There are numerous examples of such cult figures that come to mind, but perhaps the best is Walter Kannemann, a left-sided centre-back for current Copa Libertadores champions San Lorenzo. An unspectacular and quite honestly limited footballer, he has risen to cult hero status due to the combination of his indomitable passion on the pitch and his unassuming boy-next-door personality.

A home-grown player and die-hard fan, Kannemann has forged a career that resembles the plot of a Hollywood movie. In 2012, before he’d even signed a professional contract with the club, he scored the goal that saved San Lorenzo from relegation. Just eighteen months later, he won the 2013 Torneo Inicial league title as a first-team regular. In August 2014, he was part of the team that won the club’s first ever Copa Libertadores title. He was one of the first to receive the trophy and for a while it seemed unlikely that he would ever give it up.

As well as being incredibly successful, Kannemann’s exploits have added to San Lorenzo folklore and given the fans an untouchable on-pitch idol. The archetypal Kannemann moment came before the Torneo Inicial title decider against Estudiantes. The club’s then-manager Juan Antonio Pizzi arranged for a motivational video to be shown to the squad the day before the game, in the hope that it would focus the players and give them the additional desire to get over the finish line.

Kannemann was so intensely moved that he punched through a window, badly gashing his arm and almost ruling himself out of the biggest match of his fledgling career.

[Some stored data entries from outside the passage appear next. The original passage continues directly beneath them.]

PR #3172, opened 2017-11-07
fix(markdown): do not break before special prefix

ikatyang:
Fixes #3168

The unstable is caused by the AST change, should be stable now.

PR #3194, opened 2017-11-07
refactor(markdown): simplify regex

ikatyang:
Context: https://github.com/prettier/prettier/pull/3172#discussion_r149451396 https://github.com/prettier/prettier/pull/3194#discussion_r149460006

### DIFF
--- a/src/printer-markdown.js
+++ b/src/printer-markdown.js
@@ -87,8 +87,8 @@ function genericPrint(path, options, print) {
       const index = parentNode.children.indexOf(node);
       const nextNode = parentNode.children[index + 1];
 
-      // special prefix that may cause different meaning
-      if (nextNode && /^(#{1,6}|>)|^[-+*]$/.test(nextNode.value)) {
+      // leading char that may cause different syntax
+      if (nextNode && /^>|^([-+*]|#{1,6})$/.test(nextNode.value)) {
         return node.value === "" ? "" : " ";
       }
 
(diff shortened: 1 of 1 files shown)


src/printer-markdown.js
```diff
@@ -88,7 +88,7 @@ function genericPrint(path, options, print) {
       const nextNode = parentNode.children[index + 1];
 
       // special prefix that may cause different meaning
-      if (nextNode && nextNode.value.match(/^(#{1,6}|>+)|^(-|\+|\*)$/)) {
+      if (nextNode && /^(#{1,6}|>)|^[-+*]$/.test(nextNode.value)) {
```
lydell: Actually, I just realized that the `{1,6}` check for `#` is unnecessary, too: `/^[#>]|^[-+*]$/`

Or did you mean to only match up to 6 `#`?

Now that I'm thinking about it, is there a reason that we check for _prefix_ for `#` and `>` but _exact string_ for `-`, `+` and `*`? Just curios (and a tiny bit confused by the comment the line above).

ikatyang: > Or did you mean to only match up to 6 #?

Yes, `#######` won't be considered heading.

---

Just realized we can also check the exact string for headings since [CommonMark](http://spec.commonmark.org/0.25/#atx-headings) does not allow the space after `#`.

special prefix

```md
- 123
* 123
+ 123
>123
# 123
```

not special prefix

```md
-- 123
** 123
++ 123
#123
```

Uh, would be better to call it leading char?

PR #3195, opened 2017-11-07
Update README to point to API doc

jblz:
API doc is here: https://prettier.io/docs/en/api.html

https://prettier.io/docs/en/usage-options.html `404`s


suchipi:
Thank you!

PR #3189, opened 2017-11-07
test: lowercase the test file to avoid cross platform issue

ikatyang:
Context: https://github.com/prettier/prettier/pull/3187#issuecomment-342487311

PR #3187, opened 2017-11-07
Print JSON top comments as leading comments of root node

duailibe:
Fix #3178

PR #3207, opened 2017-11-08
Make files execution order predictive

duailibe:
Ever since I started contributing to prettier, the `tests_integration` tests fail for me because of file ordering when there's a uppercase filename (e.g. `cli/jest/__best-tests__` and `cli/jest/Component.js`). Also recently a snapshot were rewrited for the same reason (see: https://github.com/prettier/prettier/pull/3187#issuecomment-342487311 and #3189).

Since this effectively affects the CLI (not drastically I hope), we could simply rename the test files, but that's really a temporary fix. Otherwise, I'm not sure how else to prevent this issue.

### DIFF
--- a/src/cli-util.js
+++ b/src/cli-util.js
@@ -271,6 +271,8 @@ function eachFilename(argv, patterns, callback) {
       .sync(patterns, { dot: true })
       .map(filePath => path.relative(process.cwd(), filePath));
 
+    filePaths.sort((a, b) => a.toLowerCase().localeCompare(b.toLowerCase()));
+
     if (filePaths.length === 0) {
       logger.error(`No matching files. Patterns tried: ${patterns.join(" ")}`);
       process.exitCode = 2;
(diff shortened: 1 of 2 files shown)


src/cli-util.js
```diff
@@ -271,6 +271,8 @@ function eachFilename(argv, patterns, callback) {
       .sync(patterns, { dot: true })
       .map(filePath => path.relative(process.cwd(), filePath));
 
+    filePaths.sort((a, b) => a.toLowerCase().localeCompare(b.toLowerCase()));
```
lydell: Just a curious question: Is there a specific reason you use `.localeCompare` instead of just `filePaths.sort()`?

duailibe: @lydell `filePaths.sort()` sorts using case sensitivity (i.e. the same as `filePaths.sort((a, b) => a.localeCompare(b))`

lydell: Sorry, let me rephrase my question: Is there any specific reason you don’t just use `filePaths.sort()`? Nicer output? Or is it really required to do it case insensitively?

duailibe: The output of `glob` is already sorted. But the case sensitivity is the same for matching (if you want case sensitive matches, it will sort with case sensitivity).

https://github.com/isaacs/node-glob/blob/master/common.js#L153

duailibe:
That's fair I'm not that happy with this either

Issue #4941, opened 2018-08-07
After upgrading to v1.14.0 formatted by prettier code in some cases looks ugly


yuliaHope:
**Prettier 1.14.0**
[Playground link](https://prettier.io/playground/#N4Igxg9gdgLgprEAuEAPABAXnQHgCYCWAbgHwDKAhgDZwDO6MFGdMBAthfHugK60FQA5ugroATpzjoIAM3TBa1OgBUm6AFToAjAAYdAXwCkAOhwB6QqQA6UGxmz5iJG+nmsYNfQDIoAI1oADgDcNuaWJCAANCAQAazQtMigFGJiEADuAAopCIkoFEQQBHhRIL4SYADWcDBkARRgAoLIMGI8cNECtHBiMJkSghzIMtTd0QBWtKgAQhXVtRRscAAyAnDDox0g9WLdYshlFL4AnlTQpQFp3QDqEgEHl3Q9ROvRYnAAjjwE7-0UgxQNlQxiBumwCC02lt+EIaABFHgQeBAkGMXzXYowAAWyAATNFWhQCFQmgBhCBsIYoKDQV4gPhwVT+FFbS4CGAYvDY5C6PT6fRAA)
```sh
# Options (if any):
--parser babylon
--print-width 1000
```

**Input:**
```jsx
x = <div>Sales tax estimated using a rate of {salesTax * 100}%.</div>

x = <div>
  {title}&nbsp;
</div>
```

**Output:**
```jsx
x = (
  <div>
    Sales tax estimated using a rate of {salesTax * 100}
    %.
  </div>
);

x = (
  <div>
    {title}
    &nbsp;
  </div>
);

```

**Expected behavior:**
Don't split this jsx text and don't move it to new line.

gpbl:
Yeah we are waiting to upgrade to 1.14 for the same reason, and see what others are saying.

Examples:

```diff
 <span>
-    <strong>{name}</strong>’s{' '}
+    <strong>{pet.name}</strong>
+    ’s{' '}

- </strong>.<br />
+ </strong>
+ .<br />

- <Text>You {type}ed this shipment to</Text>
+ <Text>
+     You {type}
+     ed this shipment to
+ </Text>
```

The last one is the worst :)

dawnmist:
I was about to raise this as an issue, however I think it doesn't just look wrong, it changes the generated the string.

[...]

PR #4965, opened 2018-08-09
fix: splitting jsx text correctly

yuliaHope:
Fixes: [4941](https://github.com/prettier/prettier/issues/4941)


lydell:
Prettier's splitting is already correct. This is a change. Personally I don't think the snapshots look better in this PR.

lydell:
Prettier's splitting is already correct. This is a change. Personally I don't think the snapshots look better in this PR.

PR #4972, opened 2018-08-11
feat(yaml): prefer implicit key for empty value

### LINKED ISSUE #4971: How can I format my `volumes` section correctly in docker-compose.yaml?
I'm using prettier as my YAML file formatter, but I got some troubles today I edit my `docker-compose.yaml`.

the `volumes` section should looks like this, and I typed it like this.
```yaml
...
volumes:
  postgres:
  redis:
```

When I saving it, my vim call prettier automatically to format the code, and I got this
```yaml
...
volumes:
  ? postgres
  ? redis
```

How can I get a `right` and `formatted` `docker-compose.yaml` file?
Or, please fix it, if it is a bug.

Thanks all.

ikatyang:
Fixes #4971


tests/yaml_root/__snapshots__/jsfmt.spec.js.snap
```diff
@@ -282,9 +282,9 @@ pairs:
 set:
   # Explicitly typed set.
   baseball players: !!set
-    ? Mark McGwire
-    ? Sammy Sosa
-    ? Ken Griffey
+    Mark McGwire:
+    Sammy Sosa:
+    Ken Griffey:
```
j-f1: IMO we should keep the `?` syntax in this case (`!!set`) since these keys can’t have values and they can be any type of object.

PR #4987, opened 2018-08-16
Add a label that exempts issues from auto-locking

### LINKED ISSUE #4986: breakBeforeElse – closing an issue prevents thumbs up
When you close an issue, I can no longer add a thumbs up to it. Are there any other ways of voting on various features?

Like the poster of #840, it is a deal-breaker for me when `else` statements are put on the same line as the previous close bracket. The argument, in my case, is the same as with most other rules that Prettier is doing right: It gives **better commit diffs**.

I want to be able to add any number of `else if` or `else` statements under each other, with comments and all, without it changing the previous block whatsoever.

This has been added in `prettier-miscellaneous` as a rule named `breakBeforeElse`, but I want to add my vote that it should be native to Prettier. It's just more correct.

j-f1:
This allows us to track 👍s on closed issues so we can perhaps reopen them if there’s strong enough support. (inspired by & closes #4986)

- [ ] After merging, unlock all [locked awaiting-response issues](https://github.com/prettier/prettier/issues?q=is%3Aissue+label%3A%22status%3Aawaiting+response%22+is%3Aclosed+label%3Alocked-due-to-inactivity).

### DIFF
--- a/.github/lock.yml
+++ b/.github/lock.yml
@@ -5,3 +5,4 @@ lockComment: false
 setLockReason: true
 exemptLabels:
   - keep-unlocked
+  - status:awaiting response
--- a/.github/lock.yml
+++ b/.github/lock.yml
@@ -3,3 +3,5 @@ daysUntilLock: 90
 lockLabel: locked-due-to-inactivity
 lockComment: false
 setLockReason: true
+exemptLabels:
+  - keep-unlocked


azz:
Can/should we auto-add this label if there is a lot of 👍👎?

j-f1:
> Should we auto-add this label if there is a lot of 👍👎?

Seems like a good idea 👍

> Can we auto-add this label if there is a lot of 👍👎?

There’s no way I know of to do this automatically.

.github/lock.yml
```diff
@@ -3,3 +3,6 @@ daysUntilLock: 90
 lockLabel: locked-due-to-inactivity
 lockComment: false
 setLockReason: true
+exemptLabels:
+  - keep-unlocked
+  - status:awaiting response
```
lipis: Good catch with the awaiting response..! 🍺

duailibe:
If we close an issue, we won't move forward with it, why let people add 👍/ 👎 ?

j-f1:
If there are a hundred or more 👍s, we would probably want to think about it again & reconsider — we are somewhat beholden to our users.

lydell:
Personally, when I look for something in a project and find a closed/rejected issue about it I feel so much better after +1:ing that issue (even if it doesn't make a difference in the end), rather than doing nothing.

j-f1:
I unlocked several of the issues & removed the “awaiting response” label in cases where the person had actually responded.

PR #4993, opened 2018-08-19
Update configuration to be clearer about js config

darvid7:
So in the list, it says to use `prettier.config.js` as your file name for configuring prettier in js. But in the example it has `//.prettierrc.js`. This confused me so I tried both file names. Both these file names work to configure prettier so I updated the docs to reflect that.

- [ ] I’ve added tests to confirm my change works. **n/a**
- [ ] (If changing the API or CLI) I’ve documented the changes I’ve made (in the `docs/` directory) **n/a**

While Pizzi went crazy with anger at his player’s recklessness, the fans saw only Kannemann’s raw passion and fell even more in love with him. There’s quite simply nothing like that in the Premier League any more.

It’s quite common even today for an English fan to say that the club they support forms part of their identity, when events post-1992 mean that it’s more or less impossible for that to be true. In 2014 our clubs are all the same: faceless, heartless corporations that only differ in terms of location and wealth. Their links to local communities are minimal – the idea that a Manchester United fan might after work go to a complex next to Old Trafford and learn about acting from a club-appointed teacher is patently ludicrous.

What we have is high-quality football that we can barely afford to watch either live or on TV, clubs which treat fans with gleeful contempt and a league full of unknowable players that could barely care less about the institutions they represent. Maybe it’s just that the grass looks greener in the other field, but life at the bottom of the food chain seems far preferable to this writer.